Five variables were considered potential predictors of previous participation in PSA screening for our multivariate analysis: men’s age (continuous), main language spoken at home (English versus other), highest educational level attained (up to school certificate versus HSC/ tertiary educated), employment status (full-time versus other) and marital status (living as married versus other). Although our data ascertained current LUTS rather than previous LUTS, we also modelled AUA-SI scores and quality-of-life assessment (delighted/pleased/mostly satisfied versus other) on the assumption that symptoms most commonly remain constant or worsen over time. Data collected from community and patient samples suggest that LUTS severity remains constant over time or worsens in the majority of cases, respectively.19,20
The categorization of men as having ‘mild’, ‘moderate’ or ‘severe’ urinary symptoms is standard for researchers, and is purely descriptive. Continuous scores were used in the analysis, as is standard.14 Hence, a score of 0 essentially denotes an asymptomatic state.
GPs’ demographic and practice characteristics were also included in the analysis. In addition, a GP’s propensity to screen using PSA testing and their perceptions of the evidence also were considered as potential predictors.
To provide a valid assessment of the relationship between GP characteristics and patient self-reported participation in PSA screening, we conducted this analysis only for those men who were consulting their regular GP for the ‘index consultation’.
Recall of GP behaviour during the ‘index consultation’.. Predictors of men’s recall of four GP behaviours during the index consultation were also determined, using the same variables outlined above.
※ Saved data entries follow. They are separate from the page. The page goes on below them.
PR #14, opened 2024-09-18
Copy container parser from jxl-oxide

tirr-c:
Almost the exact copy of jxl-oxide, except the error type. I'd like to add some notice about original code somewhere (jxl-oxide is MIT licensed after all), but I'm not entirely sure about where to add those...


jxl/src/container/mod.rs
```diff
@@ -0,0 +1,261 @@
...
+                    if buf.starts_with(&Self::CONTAINER_SIG) {
+                        // tracing::debug!("Container signature found");
+                        *state = DetectState::WaitingBoxHeader;
+                        buf.drain(..Self::CONTAINER_SIG.len());
+                        continue;
+                    }
+                    if !Self::CODESTREAM_SIG.starts_with(buf)
+                        && !Self::CONTAINER_SIG.starts_with(buf)
+                    {
+                        // tracing::error!("Invalid signature");
```
veluca93, line 107: Feel free to uncomment those, but I would only use DEBUG/TRACE levels so they are omitted by default in builds.
(I believe there is no way to set the tracing static log level per-crate)

jxl/src/container/mod.rs
```diff
@@ -0,0 +1,261 @@
...
+                            kind: BitstreamKind::Invalid,
+                            bytes_left: None,
+                        };
+                        continue;
+                    }
+                    return Ok(());
+                }
+                DetectState::WaitingBoxHeader => match ContainerBoxHeader::parse(buf)? {
+                    HeaderParseResult::Done { header, size } => {
+                        buf.drain(..size);
```
veluca93, line 118: I believe this is potentially quadratic if many small boxes are present and a large input is fed to the box decoder.
In general, unconditionally buffering the received input is best avoided too.

jxl/src/container/mod.rs
```diff
@@ -0,0 +1,261 @@
...
+            | DetectState::WaitingJxlpIndex(..)
+            | DetectState::InAuxBox { .. } => BitstreamKind::Container,
+            DetectState::InCodestream { kind, .. } | DetectState::Done(kind) => kind,
+        }
+    }
+
+    pub fn feed_bytes(&mut self, input: &[u8]) -> Result<(), Error> {
+        let state = &mut self.state;
+        let buf = &mut self.buf;
+        buf.extend_from_slice(input);
```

In addition, whether or not men reported their GP as having discussed and/ or performed cholesterol (blood lipid) testing during the index consultation was also considered a potential predictor. However, we considered only consultations in which cholesterol testing featured for men who did not attend for a ‘men’s health issue’. In this manner, we aimed to minimize the possibility that cholesterol testing was discussed and/or performed as a result of discussions about prostate cancer screening.
Data from all men were included in this analysis irrespective of whether or not they were consulting their regular GP.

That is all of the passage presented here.